Issue #1898, opened 2023-06-09
Guard against panics in `ProcessProposal`


evan-forbes:
Currently, we are not guarding against panics when the application calls process proposal. While this should not be possible, we could protect against potential exploitation of a bug by adding a deferred routine similar to:

```go
	defer func() {
		if err := recover(); err != nil {
			app.logger.Error(
				"panic recovered in PrepareProposal",
				"height", req.Height,
				"time", req.Time,
				"panic", err,
			)

			resp = abci.ResponsePrepareProposal{Txs: req.Txs}
		}
	}()

	resp := RelevantLogicEtc()
	return resp
```

PR #1948, opened 2023-06-16
feat: use panics and recovery appropriately

cmwaters:
Closes: https://github.com/celestiaorg/celestia-app/issues/1898

### DIFF
--- a/app/prepare_proposal.go
+++ b/app/prepare_proposal.go
@@ -12,7 +12,8 @@ import (
 // preparing the proposal block data. The square size is determined by first
 // estimating it via the size of the passed block data. Then, this method
 // generates the data root for the proposal block and passes it back to
-// tendermint via the BlockData.
+// tendermint via the BlockData. Panics indicate a developer error and should
+// immediately halt the node for visibility and so they can be quickly resolved.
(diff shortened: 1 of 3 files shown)


rootulp (approved):

app/prepare_proposal.go
```diff
@@ -12,7 +12,8 @@ import (
 // preparing the proposal block data. The square size is determined by first
 // estimating it via the size of the passed block data. Then, this method
 // generates the data root for the proposal block and passes it back to
-// tendermint via the BlockData.
+// tendermint via the BlockData. Panics indicate a developer error and should
+// immediately halt the node for visibility and so they can be quickly resolved.
```
evan-forbes, line 16: are these docs up to date with the below?

>// In the case of a panic from an unexpected condition, it is better for the liveness of the
	// network that we catch it, log an error and vote nil than to crash the node.

evan-forbes (approved):

app/prepare_proposal.go
cmwaters: Yeah. `PrepareProposal` has panics, `ProcessProposal` catches them.

PR #1949, opened 2023-06-16
chore: `make proto-gen`

rootulp:
When I run `make proto-gen` on main, I observe changes.

https://github.com/celestiaorg/celestia-app/pull/1768 changed [this line](https://github.com/celestiaorg/celestia-app/commit/5b35a01f2955cafbd545c2b51e17195df1d39321#diff-94b9ac93697af06645344ee8040d0b891f934ad1a5e49c7c39c3cb062ba34a4fR71) without a change to params.proto

### DIFF
--- a/x/blob/types/params.pb.go
+++ b/x/blob/types/params.pb.go
@@ -68,7 +68,7 @@ func (m *Params) GetGasPerBlobByte() uint32 {
 	return 0
 }
 
-func (m *Params) GetGovSquareSizeUpperBound() uint64 {
+func (m *Params) GetGovMaxSquareSize() uint64 {
 	if m != nil {
 		return m.GovMaxSquareSize
 	}
--- a/x/qgb/types/query.pb.go
+++ b/x/qgb/types/query.pb.go
@@ -6,8 +6,8 @@ package types
 import (
 	context "context"
 	fmt "fmt"
-	_ "github.com/cosmos/cosmos-proto"
 	types "github.com/cosmos/cosmos-sdk/codec/types"
+	_ "github.com/cosmos/cosmos-proto"
 	_ "github.com/cosmos/cosmos-sdk/types/query"
 	_ "github.com/cosmos/gogoproto/gogoproto"
 	grpc1 "github.com/gogo/protobuf/grpc"


x/qgb/types/query.pb.go
```diff
@@ -6,8 +6,8 @@ package types
 import (
 	context "context"
 	fmt "fmt"
-	_ "github.com/cosmos/cosmos-proto"
 	types "github.com/cosmos/cosmos-sdk/codec/types"
+	_ "github.com/cosmos/cosmos-proto"
```
SweeXordious, line 10: This one is expected i guess. Could you please gofumpt and see if this change is reverted?

x/blob/types/params.pb.go
```diff
@@ -68,7 +68,7 @@ func (m *Params) GetGasPerBlobByte() uint32 {
 	return 0
 }
 
-func (m *Params) GetGovSquareSizeUpperBound() uint64 {
+func (m *Params) GetGovMaxSquareSize() uint64 {
```
SweeXordious, line 71: This one should have been caught by CI... weird

rootulp: It looks like https://github.com/celestiaorg/celestia-app/pull/1768 didn't modify a `.proto` file so the protobuf workflow wasn't run.

Ref: https://github.com/rootulp/celestia-app/blob/0464cdb652b165c25d4f963f60fe8848c2cfeb30/.github/workflows/protobuf.yml#L2

cmwaters (approved):

x/blob/types/params.pb.go
SweeXordious: Then I propose to run this workflow if a `.proto` changes and also if any `*.pb.*` so that if any change happens on any of these, we check if the proto files are consistent with the generated ones

SweeXordious (approved):

x/blob/types/params.pb.go
rootulp: Yea that works! Since proto-lint and proto-gen take much less time than tests, I proposed always running them in https://github.com/celestiaorg/celestia-app/pull/1950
===============
PROBLEM –
The response should be an exact copy of every line above.

TASK ANSWER –
Issue #1898, opened 2023-06-09
Guard against panics in `ProcessProposal`


evan-forbes:
Currently, we are not guarding against panics when the application calls process proposal. While this should not be possible, we could protect against potential exploitation of a bug by adding a deferred routine similar to:

```go
	defer func() {
		if err := recover(); err != nil {
			app.logger.Error(
				"panic recovered in PrepareProposal",
				"height", req.Height,
				"time", req.Time,
				"panic", err,
			)

			resp = abci.ResponsePrepareProposal{Txs: req.Txs}
		}
	}()

	resp := RelevantLogicEtc()
	return resp
```

PR #1948, opened 2023-06-16
feat: use panics and recovery appropriately

cmwaters:
Closes: https://github.com/celestiaorg/celestia-app/issues/1898

### DIFF
--- a/app/prepare_proposal.go
+++ b/app/prepare_proposal.go
@@ -12,7 +12,8 @@ import (
 // preparing the proposal block data. The square size is determined by first
 // estimating it via the size of the passed block data. Then, this method
 // generates the data root for the proposal block and passes it back to
-// tendermint via the BlockData.
+// tendermint via the BlockData. Panics indicate a developer error and should
+// immediately halt the node for visibility and so they can be quickly resolved.
(diff shortened: 1 of 3 files shown)


rootulp (approved):

app/prepare_proposal.go
```diff
@@ -12,7 +12,8 @@ import (
 // preparing the proposal block data. The square size is determined by first
 // estimating it via the size of the passed block data. Then, this method
 // generates the data root for the proposal block and passes it back to
-// tendermint via the BlockData.
+// tendermint via the BlockData. Panics indicate a developer error and should
+// immediately halt the node for visibility and so they can be quickly resolved.
```
evan-forbes, line 16: are these docs up to date with the below?

>// In the case of a panic from an unexpected condition, it is better for the liveness of the
	// network that we catch it, log an error and vote nil than to crash the node.

evan-forbes (approved):

app/prepare_proposal.go
cmwaters: Yeah. `PrepareProposal` has panics, `ProcessProposal` catches them.

PR #1949, opened 2023-06-16
chore: `make proto-gen`

rootulp:
When I run `make proto-gen` on main, I observe changes.

https://github.com/celestiaorg/celestia-app/pull/1768 changed [this line](https://github.com/celestiaorg/celestia-app/commit/5b35a01f2955cafbd545c2b51e17195df1d39321#diff-94b9ac93697af06645344ee8040d0b891f934ad1a5e49c7c39c3cb062ba34a4fR71) without a change to params.proto

### DIFF
--- a/x/blob/types/params.pb.go
+++ b/x/blob/types/params.pb.go
@@ -68,7 +68,7 @@ func (m *Params) GetGasPerBlobByte() uint32 {
 	return 0
 }
 
-func (m *Params) GetGovSquareSizeUpperBound() uint64 {
+func (m *Params) GetGovMaxSquareSize() uint64 {
 	if m != nil {
 		return m.GovMaxSquareSize
 	}
--- a/x/qgb/types/query.pb.go
+++ b/x/qgb/types/query.pb.go
@@ -6,8 +6,8 @@ package types
 import (
 	context "context"
 	fmt "fmt"
-	_ "github.com/cosmos/cosmos-proto"
 	types "github.com/cosmos/cosmos-sdk/codec/types"
+	_ "github.com/cosmos/cosmos-proto"
 	_ "github.com/cosmos/cosmos-sdk/types/query"
 	_ "github.com/cosmos/gogoproto/gogoproto"
 	grpc1 "github.com/gogo/protobuf/grpc"


x/qgb/types/query.pb.go
```diff
@@ -6,8 +6,8 @@ package types
 import (
 	context "context"
 	fmt "fmt"
-	_ "github.com/cosmos/cosmos-proto"
 	types "github.com/cosmos/cosmos-sdk/codec/types"
+	_ "github.com/cosmos/cosmos-proto"
```
SweeXordious, line 10: This one is expected i guess. Could you please gofumpt and see if this change is reverted?

x/blob/types/params.pb.go
```diff
@@ -68,7 +68,7 @@ func (m *Params) GetGasPerBlobByte() uint32 {
 	return 0
 }
 
-func (m *Params) GetGovSquareSizeUpperBound() uint64 {
+func (m *Params) GetGovMaxSquareSize() uint64 {
```
SweeXordious, line 71: This one should have been caught by CI... weird

rootulp: It looks like https://github.com/celestiaorg/celestia-app/pull/1768 didn't modify a `.proto` file so the protobuf workflow wasn't run.

Ref: https://github.com/rootulp/celestia-app/blob/0464cdb652b165c25d4f963f60fe8848c2cfeb30/.github/workflows/protobuf.yml#L2

cmwaters (approved):

x/blob/types/params.pb.go
SweeXordious: Then I propose to run this workflow if a `.proto` changes and also if any `*.pb.*` so that if any change happens on any of these, we check if the proto files are consistent with the generated ones

SweeXordious (approved):

x/blob/types/params.pb.go
rootulp: Yea that works! Since proto-lint and proto-gen take much less time than tests, I proposed always running them in https://github.com/celestiaorg/celestia-app/pull/1950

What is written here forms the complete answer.